I went to a mid-July barbecue after work last night, that most languid and familiar celebration of the heat and length of days. People had brought an equally familiar range of beers along: Deschutes Mirror Pond, Full Sail Session, Sierra Nevada Pale. There were even a few Private Reserves floating around. These are all good beers (even the Hanks, in which the sweet flavor of nostalgia overwhelms the more insipid qualities of the lager), and compared to what you'd have found a generation ago on back porches, we certainly have nothing to complain about.
This is not a climate of extreme heat, though, and even our mildest beers are cloaked in the malt and hops that will satisfy on cloudy 60 degree June days. As a result, we have failed to exploit one brewing niche that brewers some hot regions offer--the German-style pilsner.
The original Bohemian (Czech) pilsners are fairly serious beer--and one of my favorite styles. They generally weigh in at just 5%, but they have fairly high residual sugars, giving the beer body and heft. And then of course, there are the famous spicy Saaz hops, generally as sharp as we like them here on the West Coast. An amazing style, but like our summer beers, they are not ideal for a back yard session.
German pilsners differ in that they are drier and slightly less hoppy. They are no less strong, but lack the body of the Czech cousins and so seem lighter. The hopping is generally milder, too--definitely strong enough to delight the tongue but, like our pale ales, not aggressively bitter.
A summer beer needs to be no less flavorful than any other beer, it just needs to be light and refreshing. But so often, to get the "light," breweries offer a watery, uninteresting beer. It's fine on a hot day, and maybe even preferable to something heavier and tastier, but it's not ideal.

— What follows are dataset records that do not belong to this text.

PR #748, opened 2025-02-04
Add client for erdbeere

fosterfarrell9:
We add a client for the erdbeere API. The main point is to establish communication in development between a local installation of erdbeere and a local installation of mampf. In order to be able to do that, some headers have to be modified, so we wrote a small wrapper for that (in production it does basically nothing, i.e. the header is not modified).

---

Respective PR on the erdbeere side: https://github.com/MaMpf-HD/erdbeere/pull/4

> [!warning]
> Merge the Erdbeere PR first, then this PR.


Splines:
@fosterfarrell9 Could you merge the dev branch first into this one? It seems there is some divergence, e.g. the coffee file etc. You might have not yet pulled the new dev branch.

docker/development/docker-compose.yml
```diff
@@ -100,8 +100,8 @@ services:
       URL_HOST: localhost
       URL_HOST_SHORT: localhost
       SECRET_KEY_BASE: testenvironment
-      ERDBEERE_SERVER: https://erdbeere.mathi.uni-heidelberg.de
-      ERDBEERE_API: https://erdbeere.mathi.uni-heidelberg.de/api/v1
+      ERDBEERE_SERVER: http://erdbeere:3005
+      ERDBEERE_API: http://erdbeere:3005/api/v1
```
Splines, line 104: haha nice that our local setup doesn't need to call the production environment anymore ;)

lib/clients/erdbeere_client.rb
```diff
@@ -0,0 +1,9 @@
+module Clients
+  class ErdbeereClient
```
Splines, line 2: Add "Erdbeere" to cspell list

app/controllers/erdbeere_controller.rb
```diff
@@ -8,7 +8,7 @@ def current_ability
   end
 
   def show_example
-    response = Faraday.get(ENV.fetch("ERDBEERE_API") + "/examples/#{params[:id]}")
+    response = Clients::ErdbeereClient.get("examples/#{params[:id]}")
```
Splines, line 11: Depending on what we think is the future of Erdbeere, we'd need some tests here as well for the Erdbeere endpoints. However, I see that this is non-trivial since it's communicating with yet another service, so maybe this is something for integratino tests and then test the individual endpoints themselves in Erdbeere. In light of the fact that upgrading the erdbeere PR was rather a rescue effort, this might be done at a later point in time.

app/controllers/erdbeere_controller.rb
```diff
@@ -17,7 +17,7 @@ def show_example
   end
 
   def show_property
-    response = Faraday.get(ENV.fetch("ERDBEERE_API") + "/properties/#{params[:id]}")
+    response = Clients::ErdbeereClient.get("properties/#{params[:id]}")
```
Splines, line 20: If an endpoint cannot be reached (e.g. locally kill the erdbeere docker container), we get an error on this page: http://localhost:3000/lectures/1/show_structures

In this case, we could show a nice error message to the user saying that the erdbeere server that hosts the examples is unfortunately not reachable at the moment, otherwise we might be spammed with these errors in our email box and it's not the best experience for the user neither. In addition, we could be informed by email via the erdbeere service itself that it is down.

Or we might reserve this better error handling for later and just get erdbeere up and running for now ;)

Splines: I've verified that error handling is graceful in case of editing a lecture via http://localhost:3000/lectures/1/edit#info

config/initializers/erdbeere_connection.rb
```diff
@@ -0,0 +1,5 @@
+ERDBEERE_API_URL = ENV.fetch("ERDBEERE_API")
+
+ERDBEERE_CONNECTION = Faraday.new(url: ERDBEERE_API_URL) do |conn|
+  conn.adapter(Faraday.default_adapter)
+end
```
Splines, line 5: In production, how does MaMpf communicate with the Erdbeere server? Is Erdbeere just available on localhost or also available to the word-wide web. In the latter case, how does MaMpf authenticate at Erdbeere? I'm wondering in particular since Erdbeere itself has a frontend which allows to log in.

Splines (changes requested):
Nice, this works like a charm, thanks! Here some further comments. I've also reviewed [the respective erdbeere PR](https://github.com/MaMpf-HD/erdbeere/pull/4).

app/controllers/erdbeere_controller.rb
fosterfarrell9: This is certainly true. I agree that we should do this at a later point in time.

app/controllers/erdbeere_controller.rb
fosterfarrell9: I added better error handling in the latest commit. Please check if it works.

Splines (approved):

config/initializers/erdbeere_connection.rb
fosterfarrell9: This has been discussed in Basecamp.

Issue #709, opened 2024-11-24
Update Ruby


Splines:
When updating dependencies, I got the following warning message:

> I18n will be dropping support for Ruby < 3.2 in the next major release (April 2025), due to Ruby's end of life for 3.1 and below (https://endoflife.date/ruby). Please upgrade to Ruby 3.2 or newer by April 2025 to continue using future versions of this gem.

Also see [End of Life here](https://endoflife.date/ruby). We are using Ruby `3.1.4` right now and should definitely update to ~~`3.3`~~ `3.4` soon, which will be supported until 31 Mar 2028.

PR #749, opened 2025-02-22
Upgrade Ruby (3.1.4 -> 3.3.8) & Rails (7.1.3 -> 7.2.2.1)

### LINKED ISSUE #611: Upgrade to Rails 7.2
## Things to consider
- [x] Check for Param equality check violations in production log, see [this comment](https://github.com/MaMpf-HD/mampf/pull/609#issuecomment-2043199504)
- [x] New cache format: https://github.com/MaMpf-HD/mampf/issues/554#issuecomment-2045979728
(hopefully already done when closing issue #554, see also [this comment](https://github.com/MaMpf-HD/mampf/pull/609#discussion_r1556142366)). For an explanation, see [this comment](https://github.com/rails/rails/issues/49892#issuecomment-1790837195)
- [x] `coder` keyword as seen [here](https://github.com/MaMpf-HD/mampf/pull/609/files#diff-7ee4dd9cf03fcfd722957648b09128dea6db3945ca72fb60e24e0166667e5e49R59-R63). One such occurrence (among others):

```
Please pass the coder as a keyword argument:

   serialize :quiz_graph, coder: QuizGraph
   (called from <class:Medium> at /usr/src/app/app/models/medium.rb:64)
   DEPRECATION WARNING: Passing the coder as positional argument is deprecated and will be removed in Rails 7.2.
```

fosterfarrell9:
Note: This PR has a "best before" date: 2025-03-31, see [here](https://endoflife.date/ruby). The respective [Ruby on Rails upgrade guide is here](https://guides.rubyonrails.org/7_2_release_notes.html).

This PR upgrades Ruby to 3.3.7 and Rails to 7.2.2.1 (and in particular resolves #611 and goes most of the way for #709), and some gems that needed an upgrade in order to make the Rails upgrade work.  So far, it seems to work mostly nicely. Several deprecation warnings were shown; I fixed them all except one (see below),
and some unit tests are failing (see below).

> [!IMPORTANT]  
> For your local setup to still work after this PR, perform the steps outlined [here in the wiki](https://github.com/MaMpf-HD/mampf/wiki/Installation-&-Setup#after-a-ruby-version-update).
> Furthermore, since we are changing the Docker base image (`FROM`), you have to rebuild all MaMpf Docker Containers from scratch.

Notes for the reviewer:

- [x] I let the `app:update` script overwrite our `puma.rb` file which seemed quite out of date compared to the current standard one. One notable difference is the handling of the pid file. Before, it was
```[ruby]
ENV.fetch("PIDFILE") { "tmp/pids/server.pid" }
```
Now, it is
```[ruby}
# Specify the PID file. Defaults to tmp/pids/server.pid in development.
# In other environments, only set the PID file if requested.
pidfile ENV["PIDFILE"] if ENV["PIDFILE"]
```
On partiulcar, if we need the PID file in production, we should set an environment variable. I am not sure: We have
```shell
echo "Ensuring no stale server pid file is present"
rm -f tmp/pids/server.pid
```
in `production/entrypoint_worker.sh`.

- [x] We still have files related to a "development" environment (and if you search in our codebase, you will find several occurences of `"development"` referring to a "development" environment. Do we need that? All our development takes place in `docker_development `.
- [x] Rails 7.2 standard `production.rb` ccontains the line `config.force_ssl = true`. I added it, but put it in a comment. We should find out what happens if we uncomment it.
- [x] It appears that the standard in Rails 7.2 is that in a production console you can onbly see the id of database entries, nothing more. I overrode this in production.rb via
```rb
config.active_record.attributes_for_inspect = :all
```
- [x] In `docker_development.rb` I added the following lines wich come form the current Rails default devlopment file:
```rb
  # Raise error when a before_action's only/except options reference missing actions.
  config.action_controller.raise_on_missing_callback_actions = true

  # Apply autocorrection by RuboCop to files generated by `bin/rails generate`.
  # config.generators.apply_rubocop_autocorrect_after_generate!
```
I think the first one makes sense, and the second one should remain a comment since we have our own rubocop thing going on.
- [x] We still get this warning
```
DEPRECATION WARNING [legacy-js-api]: The legacy JS API is deprecated and will be removed in Dart Sass 2.0.0.
More info: https://sass-lang.com/d/legacy-js-api
```
See [here](https://github.com/sass/dart-sass/issues/2352). It appears we could get rid of it if we upgrade sass-loader to v16 in our yarn modules, but do we want that? It seems that vite offers a better solution, see [here](https://github.com/sass/dart-sass/issues/2352#issuecomment-2358290696).
- [x] I am a little confused about the failing unit tests. The error messages say
```
Failure/Error:
  expect do
    UserCleaner.new.send_additional_warning_mails
  end.not_to have_enqueued_mail(UserCleanerMailer, :pending_deletion_email)

StandardError:
  To use HaveEnqueuedMail matcher set `ActiveJob::Base.queue_adapter = :test`
```
so this seems to refer to [this](https://guides.rubyonrails.org/upgrading_ruby_on_rails.html#all-tests-now-respect-the-active-job-queue-adapter-config). But in `config/environments/test.rb` we already set
```ruby
config.active_job.queue_adapter = :test
```
Update: I guess the problem is in `config/initializers/active_job.rb` where we set (for all environments)
```ruby
Rails.application.config.active_job.queue_adapter = :sidekiq
```
which probably overrides the `:test` setting. Do we have tests (unit or cypress) that rely on sidekiq? If not, we could just do a conditional here.
- [x] I checked the things mentioned in #611 and did not see any more deprecation warnings. Concerning the `active_support.cache_format_version`: I think we should be able to safely change this in production now (which happens automatically in this PR since we use the Rails 7.2 framework defaults in `application.rb`).


Gemfile
```diff
@@ -62,7 +63,7 @@ gem "sunspot_rails", "~> 2.7"
 gem "sunspot_solr", "~> 2.7"
 gem "terser", "~> 1.2" # Ruby wrapper for UglifyJS JavaScript compressor
 gem "thredded", git: "https://github.com/thredded/thredded.git",
-                ref: "1340e913affd1af5fcc060fbccd271184ece9a6a"
+                ref: "94fbf890a984527bab399c8c7f1eec7af7006843"
```
Splines, line 67: what do you think of going directly to [566100f6](https://github.com/thredded/thredded/commits/main/)? This would mean just 2 more commits, while with the current changing we are already bringing in 7 more (that cold break thredded 🙈).

Splines: The advantage would be that we'd have already Rails 8.0 support integrated into thredded ;)

Gemfile
```diff
@@ -73,6 +74,7 @@ gem "webpacker", "~> 5.4"
 group :development, :docker_development do
   gem "listen", "~> 3.9"
   gem "marcel", "~> 1.0"
+  gem "mutex_m", "~> 0.3" # silence warning: no longer part of default gems for Ruby >=3.4.0
```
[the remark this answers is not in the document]
fosterfarrell9: Unfortunately, I do not remember. That was before my vacation 😅

Gemfile
fosterfarrell9: Going directly to the newer commit ist fine with me.

config/puma.rb
```diff
@@ -1,25 +1,34 @@
...
+# Global VM Lock (GVL) it has diminishing returns and will degrade the
+# response time (latency) of the application.
+#
+# The default is set to 3 threads as it's deemed a decent compromise between
+# throughput and latency for the average Rails application.
+#
+# Any libraries that use a connection pool or another resource pool should
+# be configured to provide at least as many connections as the number of
+# threads. This includes Active Record's `pool` parameter in `database.yml`.
+threads_count = ENV.fetch("RAILS_MAX_THREADS", 3)
```
Splines, line 23: In the `database.yml` we still use a value of 5 instead of 3 here (in case that the env variable is not set, but we never set it anywhere). See also my comment [on the respective Rails issue](https://github.com/rails/rails/issues/50450#issuecomment-2847578800).

Splines (changes requested):

config/puma.rb
Splines: Also see this new guide: [Tuning Performance for Deployment](https://guides.rubyonrails.org/tuning_performance_for_deployment.html)

config/puma.rb
```diff
@@ -1,25 +1,34 @@
...
-# Specifies the `pidfile` that Puma will use.
-pidfile ENV.fetch("PIDFILE") { "tmp/pids/server.pid" }
-
-# Allow puma to be restarted by `rails restart` command.
+# Allow puma to be restarted by `bin/rails restart` command.
 plugin :tmp_restart
+
+# Specify the PID file. Defaults to tmp/pids/server.pid in development.
+# In other environments, only set the PID file if requested.
+pidfile ENV["PIDFILE"] if ENV["PIDFILE"]
```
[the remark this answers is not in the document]
Splines: So this should be fine, feel free to resolve.

bin/rubocop
```diff
@@ -0,0 +1,8 @@
+#!/usr/bin/env ruby
+require "rubygems"
+require "bundler/setup"
+
+# explicit rubocop config increases performance slightly while avoiding config confusion.
+ARGV.unshift("--config", File.expand_path("../.rubocop.yml", __dir__))
```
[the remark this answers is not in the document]
fosterfarrell9: Thanks for noticing. I missed that.

config/environments/production.rb
```diff
@@ -39,6 +42,21 @@
...
+  # config.action_cable.mount_path = nil
+  # config.action_cable.url = "wss://example.com/cable"
+  # config.action_cable.allowed_request_origins = [ "http://example.com", /http:\/\/example.*/ ]
+
+  # Assume all access to the app is happening through a SSL-terminating reverse proxy.
+  # Can be used together with config.force_ssl for Strict-Transport-Security and secure cookies.
+  # config.assume_ssl = true
+
+  # Force all access to the app over SSL, use Strict-Transport-Security, and use secure cookies.
+  # config.force_ssl = true
```
Splines: From the [documentation](https://guides.rubyonrails.org/v7.2/configuring.html#config-force-ssl):

> Forces all requests to be served over HTTPS, and sets "https://" as the default protocol when generating URLs.

This kind of redirect already happens in apache via this config:

```conf
<IfModule mod_rewrite.c>
    RewriteEngine On
    RewriteCond %{HTTPS} off
    RewriteRule (.*) https://%{HTTP_HOST}%{REQUEST_URI} [R=301,L]
</IfModule>
```

so why not also use it directly in Rails such that all generated URLs automatically have `https://` as default protocol.

Splines: Config option activated via commit 19d726beec.

Splines (commented):
Did you already look into [Brakeman](https://guides.rubyonrails.org/7_2_release_notes.html#add-brakeman-by-default-to-new-applications)?

> [Brakeman](https://brakemanscanner.org/) is a great way to prevent common security vulnerabilities in Rails from going into production.

And [jemalloc](https://guides.rubyonrails.org/7_2_release_notes.html#setup-jemalloc-in-default-dockerfile-to-optimize-memory-allocation)? See also [this blog post](https://matthaliski.com/blog/upgrading-to-rails-7-1-ruby-3-3-and-jemalloc).

config/initializers/active_job.rb
```diff
@@ -1 +1 @@
-Rails.application.config.active_job.queue_adapter = :sidekiq
+Rails.application.config.active_job.queue_adapter = :sidekiq unless Rails.env.test?
```
Splines, line 1: The fix you guessed was exactly what we needed to fix the failing unit tests ✨

config/puma.rb
Splines: I guess for now let's just keep our value, and if we get a reply we can still adjust the value later on.

app/models/voucher/voucher.rb
```diff
@@ -20,7 +20,7 @@ class Voucher < ApplicationRecord
   DEFAULT_EXPIRATION_DAYS = 3
 
   ROLE_HASH = { tutor: 0, editor: 1, teacher: 2, speaker: 3 }.freeze
-  enum role: ROLE_HASH
+  enum :role, ROLE_HASH
```
Splines, line 23: This violation should have been detected by RuboCop. Opened [an issue](https://github.com/rubocop/rubocop-rails/issues/1474) for it.

Splines: This is really weird. I've created a new issue for it #768. For now, let's ignore this in this Rails upgrade that doesn't have to do with it and fix the RuboCop issue afterwards. Feel free to resolve this thread.

config/environments/production.rb
```diff
@@ -17,7 +17,7 @@
   # Ensures that a master key has been made available in ENV["RAILS_MASTER_KEY"],
   # config/master.key, or an environment key such as config/credentials/production.key.
   # This key is used to decrypt credentials (and other encrypted files).
-  config.require_master_key = true
+  # config.require_master_key = true
```
Splines, line 20: Why did you comment this out? See also [the config option](https://guides.rubyonrails.org/v7.2/configuring.html#config-require-master-key).

app/models/interaction.rb
```diff
@@ -2,7 +2,6 @@ class Interaction < InteractionsRecord
   scope :created_between, lambda { |start_date, end_date|
                             where(created_at: start_date.beginning_of_day..end_date.end_of_day)
                           }
-  require "csv"
```
Splines, line 5: I'm not sure why you removed this line (also in other files)? This is not a RuboCop violation. Without this line, this class will throw an error if CSV is not magically loaded before loading this class and we don't want to risk that, right?

On another point: it'd be better to place this at the top of the file to be better visible since that's the usual place where we put the `require` statements.

Splines (changes requested):

config/environments/test.rb
```diff
@@ -1,3 +1,5 @@
+require "active_support/core_ext/integer/time"
```
Splines, line 1: You added this require here. Based on [this answer](https://stackoverflow.com/a/67649699/), I suspect it coming from new Rails templates themselves. However, you only included this here, while also `development.rb` and `docker_development.rb` contain a time-related statement: `2.days.to_i`.

Splines (changes requested):
I've reviewed all changes now.

app/models/interaction.rb
Splines: > "if `CSV` is not magically loaded before loading this class"

Turns out that's exactly what is done. But there's no magic: instead it is just the line `Bundler.require(*Rails.groups)` in `config/application.rb` which is responsible for this behavior. So indeed, removing these `require` lines as you did works just fine.

As CSV functionality is not used in many places, we might discuss if we instead want to do a `gem "csv", "~> 3.3", require: false` instead, such that we only `require` it at the respective places (at the very top of  files that use the `CSV` class). Of course, one single gem doesn't cut startup times, but in total with many gems it might make a difference.

config/environments/production.rb
fosterfarrell9: I do not recall. That does not make sense.

fosterfarrell9: Fixed this.

app/models/interaction.rb
fosterfarrell9: I think i would be in favor of reintroducing the `require` statements for csv and adding `require:false` to the corresponding line in the gemfile.

config/environments/test.rb
fosterfarrell9: Thats strange. I also guess it came from the new templates. Do we remove it here or add it in the other files as well?

app/models/interaction.rb
Splines: Done in 4e1e4571f

Splines (changes requested):
I'm wondering if you actually performed the following command inside a Docker container:

```
bin/rails app:update
```

as [stated](https://guides.rubyonrails.org/upgrading_ruby_on_rails.html#the-update-task) in the Rails guide in order to update to Rails 7.2. I just did this based on the dev branch, and get some different file diffs (in the sense of _more_ diffs). Just a few examples:

- I get a `config/initializers/new_framework_defaults_7_2.rb` file that you did not mention in the PR comment. Does that mean you worked through it and accepted all new changes there? Since we're now loading all those new defaults.
- I get a `config/initializers/filter_parameter_logging.rb` file which now also includes `:email` in the filter list.
- I get `require "active_support/core_ext/integer/time"` not only in the `production.rb`, but also for the `development.rb` and `test.rb` (at the top of those files).
- I get more diffs in `development.rb` and `test.rb` than in the current PR. Just an example `config.action_dispatch.show_exceptions = :rescuable` instead of `  config.action_dispatch.show_exceptions = :none`. Or `config.active_job.verbose_enqueue_logs = true` in `development.rb` etc.

fosterfarrell9:
> I'm wondering if you actually performed the following command inside a Docker container:
> 
> ```
> bin/rails app:update
> ```
> 

Yes, I did that. But I got so many conflicts since our config files were so out of date that I merged the changes manually. So I went through each and every setting and in some cases, I decided explicitly for our old settings. It is well possible that I got some of the settings wrong.

And yes, of course I went through the `new_framework_defaults_7_2.rb` and flipped them in [this commit](https://github.com/MaMpf-HD/mampf/pull/749/commits/8f0ab9e7227d53d51eeaaea54d94b785d27af32f.) After having done that, I deleted the file since we load the new defaults now.

config/puma.rb
fosterfarrell9: The I guess I misunderstood what you meant.

Splines: clarified in today's meeting.

Splines (dismissed):
I went again through everything and pushed some more commits for the rest of the changes. The body of my commit messages explain key points.

---

Note that I've activated

```rb
config.action_view.annotate_rendered_view_with_filenames = true
```

which I think is pretty handy for development, e.g. see the browser console now:

image

---

One you've reviewed my changes as well, feel free to *squash-merge* into `dev` after tests run through successfully.

Splines (approved):

Splines:
`squash and merge` ;)

Splines (approved):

I recently tried a Schwelmer Pils, and in it found exactly the beer I wish was readily available in sixers here. It would have been perfect last night. It is light, but wonderful rich with flavor and aroma. The nose is floral almost to the point of being perfumy; I even detect a note of honey, which enhances the overall summery vibe. The malt is perfectly clean (it's a German beer, after all), but there is just the smallest touch of biscuity, honeyish sweetness. The hops are not strong but varied, with herbal notes, peppery spice, and that floral quality evident in the noes. It is crisp and dry at the finish, which is where the beer earns its hot-weather stripes. Heavier beers end with a fuller note--sometimes resinous, if they're hoppy--and this does not cool and refresh.
We have grown accustomed to thinking of light pilsners as a compromise, a product of marketing rather than brewing. But it doesn't have to be this way. Make a beer like Schwelmer Pils, and barbecuers will beat a path to your door.